Up to and including the line that contains "the benefits introduced", return every line from the start of the data, unchanged.

============

PR #212, opened 2021-11-21
28.0.50; ERC now ignores dialed server names in autojoin

dickmao:


dickmao:
Tags: patch

A recent addition [1] to ERC (and now Emacs 28) introduced a breaking
change that's set to create some churn for (what I suspect will be) a
noticeable swath of ERC users. First off, this is solely my fault
because I advocated for this addition without envisioning, much less
trying to forestall, the coming disruption [2].

What this boils down to is that folks with an entry like
("irc.libera.chat" "#libera") in their `erc-autojoin-channels-alist'
will find that it no longer works because ERC now matches against what's
called the "announced" name (e.g., "foo.libera.chat") rather than the
"dialed" name ("irc.libera.chat" or "localhost" or "my.vps.net") [3].

Anyway, apologies for the delay in bringing this to the tracker [4]. The
attached patch attempts to right the offending portions while preserving
the benefits introduced by [1], which I still believe to be significant.
Please direct your daggers toward me and not [1]'s author. Thanks.

P.S. Tests for this reside in #48598.


Notes
~~~~~

[1] commit 9bb8d90cddf11df3aecdc6c04e762773dfa0cb92
    Allow irc network symbols in erc-autojoin-channels-alist

[2] I suppose I've been so preoccupied with whining about the underlying
    problem this exposes (mostly in my progress reports for #48598) that
    I neglected to confront the reality of [1] becoming the last word on
    join-related business for a good while. IOW, having #48598's patch
    set build on [1]'s changes while believing wholeheartedly that both
    would make it into 28 was classic hubris on my part in that it drove
    me to "forget" to consider what would happen if the two ever found
    themselves on opposite sides of a release divide. Which they have.

[3] In reality, "announced" is favored only when set, which is basically
    always because the 004 handler runs right on the heels of connection
    registration. For anyone who cares, kensanata added the fallback in
    2005, right around when `erc-announced-server-name' became
    `erc-server-announced-name'.

    BTW, this new reorienting toward the "announced" name isn't actually
    the focus of [1], which is more about elevating network names to
    equal footing. And it isn't really "new" at all but more like a
    restoration of what's historically been the preferred (and, from
    2001 to 2005, only) means of referring to an IRC session. Only in
    the last few years or so has ERC actually been conflicted in this
    regard.

[4] For a couple weeks now, I've been trying to reach out to the person
    who initially brought this to our attention on Libera, but that's
    become a lost cause. I mainly wanted to confirm that their
    suspicions of this being an Emacs-29-only thing were in fact wrong,
    which I'm now certain of.


In GNU Emacs 29.0.50 (build 1, x86_64-redhat-linux-gnu, GTK+ Version 3.24.30, cairo version 1.17.4)
 of 2021-11-18 built on localhost
Repository revision: 69f1bc43c026049ed2aab6a6368e2e9a5406b779
Repository branch: master
System Description: Fedora 34 (Workstation Edition)

Configured using:
 --build=x86_64-redhat-linux-gnu --host=x86_64-redhat-linux-gnu
 --program-prefix= --prefix=/usr --exec-prefix=/usr --bindir=/usr/bin
 --sbindir=/usr/sbin --sysconfdir=/etc --datadir=/usr/share
 --includedir=/usr/include --libdir=/usr/lib64 --libexecdir=/usr/libexec
 --localstatedir=/var --sharedstatedir=/var/lib --mandir=/usr/share/man
 --infodir=/usr/share/info --with-dbus --with-gif --with-jpeg --with-png
 --with-rsvg --with-tiff --with-xft --with-xpm --with-x-toolkit=gtk3
 --with-gpm=no --with-xwidgets --with-modules --with-harfbuzz
 --with-cairo --with-json build_alias=x86_64-redhat-linux-gnu
 host_alias=x86_64-redhat-linux-gnu CC=gcc 'CFLAGS=-O0 -g3'
 LDFLAGS=-Wl,-z,relro

Configured features:
ACL CAIRO DBUS FREETYPE GIF GLIB GMP GNUTLS GSETTINGS HARFBUZZ JPEG JSON
LCMS2 LIBOTF LIBSELINUX LIBSYSTEMD LIBXML2 M17N_FLT MODULES NOTIFY
WEBP X11 XDBE XIM XPM XWIDGETS GTK3 ZLIB

Important settings:
  value of $LANG: en_US.UTF-8

Major mode: Lisp Interaction

Minor modes in effect:
  tooltip-mode: t
  global-eldoc-mode: t
  eldoc-mode: t
  show-paren-mode: t
  electric-indent-mode: t
  mouse-wheel-mode: t
  tool-bar-mode: t
  menu-bar-mode: t
  file-name-shadow-mode: t
  global-font-lock-mode: t
  font-lock-mode: t
  blink-cursor-mode: t
  auto-composition-mode: t
  auto-encryption-mode: t
  auto-compression-mode: t
  line-number-mode: t
  indent-tabs-mode: t
  transient-mark-mode: t

Load-path shadows:
None found.

Features:
dired dired-loaddefs rfc822 mml mml-sec epa derived epg rfc6068
epg-config gnus-util rmail rmail-loaddefs auth-source cl-seq eieio
eieio-core cl-macs eieio-loaddefs password-cache json map
text-property-search time-date seq gv subr-x byte-opt bytecomp
byte-compile cconv mm-decode mm-bodies mm-encode mail-parse rfc2231
mm-util mail-prsvr mail-utils help-mode cl-loaddefs cl-lib iso-transl
tooltip eldoc paren electric uniquify ediff-hook vc-hooks
mule custom widget keymap hashtable-print-readable backquote threads
xwidget-internal dbusbind inotify lcms2 dynamic-setting
system-font-setting font-render-setting cairo move-toolbar gtk x-toolkit
x multi-tty make-network-process emacs)

Memory information:
((conses 16 53474 6237)
 (symbols 48 6794 1)
 (strings 32 19269 1625)
 (string-bytes 1 642335)
 (vectors 16 14025)
 (vector-slots 8 189932 12509)
 (floats 8 22 37)
 (intervals 56 262 0)
 (buffers 992 10))

dickmao:
retitle 52010 28.0.60; ERC now ignores dialed server names in autojoin
quit

Sorry, wrong version in the report body's gathered facts as well. But
the commit in question exists in both refs/heads/emacs-28 and master.

dickmao:
v2: a small tweak to leave a tidier footprint for git-blame.


Also, some slight corrections on the timeline:


  Jan 20, 2003 - Register autojoin function with `erc-after-connect'
                 hook, which passes in `erc-announced-server-name' for
                 function's server param

  Jun 26, 2005 - Add dialed server as fallback when announced name
                 missing

  Sep 16, 2005 - Deprecate `erc-announced-server-name' in favor of
                 `erc-server-announced-name'

  Jan 05, 2017 - Switch from announced to dialed, ignoring server param
                 provided by `erc-after-connect' hook

  Sep 16, 2021 - Switch from dialed to announced, but consider networks

    This patch - Stay the course, but always fall back to dialed (not
                 just when unset)

    Bug #48598 - Prefer unique session identifiers based around and
                 compatible with networks, but fall back on announced,
                 then dialed (for compatibility)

============

### SOLUTION FOR THIS EXERCISE
PR #212, opened 2021-11-21
28.0.50; ERC now ignores dialed server names in autojoin

dickmao:


dickmao:
Tags: patch

A recent addition [1] to ERC (and now Emacs 28) introduced a breaking
change that's set to create some churn for (what I suspect will be) a
noticeable swath of ERC users. First off, this is solely my fault
because I advocated for this addition without envisioning, much less
trying to forestall, the coming disruption [2].

What this boils down to is that folks with an entry like
("irc.libera.chat" "#libera") in their `erc-autojoin-channels-alist'
will find that it no longer works because ERC now matches against what's
called the "announced" name (e.g., "foo.libera.chat") rather than the
"dialed" name ("irc.libera.chat" or "localhost" or "my.vps.net") [3].

Anyway, apologies for the delay in bringing this to the tracker [4]. The
attached patch attempts to right the offending portions while preserving
the benefits introduced by [1], which I still believe to be significant.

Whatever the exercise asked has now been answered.